Record set →
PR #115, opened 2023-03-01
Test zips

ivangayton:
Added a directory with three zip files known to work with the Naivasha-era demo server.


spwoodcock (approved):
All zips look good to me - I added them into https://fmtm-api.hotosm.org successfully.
...
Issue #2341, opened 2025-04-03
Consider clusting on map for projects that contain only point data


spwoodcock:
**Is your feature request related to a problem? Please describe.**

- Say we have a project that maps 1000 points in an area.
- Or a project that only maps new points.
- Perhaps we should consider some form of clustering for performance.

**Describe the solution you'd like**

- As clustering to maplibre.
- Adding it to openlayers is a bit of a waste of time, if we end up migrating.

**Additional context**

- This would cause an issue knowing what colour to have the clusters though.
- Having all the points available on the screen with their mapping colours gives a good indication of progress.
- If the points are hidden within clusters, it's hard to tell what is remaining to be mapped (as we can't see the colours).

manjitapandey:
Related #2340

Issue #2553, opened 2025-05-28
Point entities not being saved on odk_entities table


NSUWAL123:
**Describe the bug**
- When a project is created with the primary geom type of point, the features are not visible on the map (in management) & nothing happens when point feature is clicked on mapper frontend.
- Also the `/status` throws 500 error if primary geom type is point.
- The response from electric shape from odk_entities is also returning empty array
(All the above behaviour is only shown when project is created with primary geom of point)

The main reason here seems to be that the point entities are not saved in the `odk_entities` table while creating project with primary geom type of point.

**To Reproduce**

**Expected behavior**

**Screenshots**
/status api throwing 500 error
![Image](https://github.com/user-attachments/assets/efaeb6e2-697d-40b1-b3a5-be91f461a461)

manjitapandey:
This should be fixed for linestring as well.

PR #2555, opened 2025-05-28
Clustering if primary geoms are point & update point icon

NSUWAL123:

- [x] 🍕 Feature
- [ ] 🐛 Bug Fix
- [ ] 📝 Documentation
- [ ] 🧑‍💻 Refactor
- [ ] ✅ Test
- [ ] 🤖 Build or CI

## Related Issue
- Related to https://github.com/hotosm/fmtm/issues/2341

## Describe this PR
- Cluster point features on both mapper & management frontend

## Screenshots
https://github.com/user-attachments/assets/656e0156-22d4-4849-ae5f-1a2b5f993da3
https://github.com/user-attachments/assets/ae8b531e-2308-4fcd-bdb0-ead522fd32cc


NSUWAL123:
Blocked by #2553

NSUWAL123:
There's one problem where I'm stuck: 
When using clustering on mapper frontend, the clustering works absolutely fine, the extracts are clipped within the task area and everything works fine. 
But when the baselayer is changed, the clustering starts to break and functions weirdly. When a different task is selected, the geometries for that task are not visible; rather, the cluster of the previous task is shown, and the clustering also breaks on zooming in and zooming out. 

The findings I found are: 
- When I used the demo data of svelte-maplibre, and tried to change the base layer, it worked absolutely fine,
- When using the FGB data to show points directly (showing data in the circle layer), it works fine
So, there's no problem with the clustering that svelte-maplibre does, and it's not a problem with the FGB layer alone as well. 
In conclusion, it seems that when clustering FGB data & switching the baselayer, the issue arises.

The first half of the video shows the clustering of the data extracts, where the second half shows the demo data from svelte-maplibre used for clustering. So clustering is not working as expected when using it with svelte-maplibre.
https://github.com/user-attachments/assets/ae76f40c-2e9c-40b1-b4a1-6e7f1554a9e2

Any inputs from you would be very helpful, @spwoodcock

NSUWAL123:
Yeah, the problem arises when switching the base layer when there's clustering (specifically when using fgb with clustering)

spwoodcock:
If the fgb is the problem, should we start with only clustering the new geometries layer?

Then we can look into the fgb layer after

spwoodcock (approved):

Directions for this task → What you give back should be only the lines of the records above, starting at the line with "- Say we have" and ending at the line with "- This would", restated word for word.

Your solution →
- Say we have a project that maps 1000 points in an area.
- Or a project that only maps new points.
- Perhaps we should consider some form of clustering for performance.

**Describe the solution you'd like**

- As clustering to maplibre.
- Adding it to openlayers is a bit of a waste of time, if we end up migrating.

**Additional context**

- This would cause an issue knowing what colour to have the clusters though.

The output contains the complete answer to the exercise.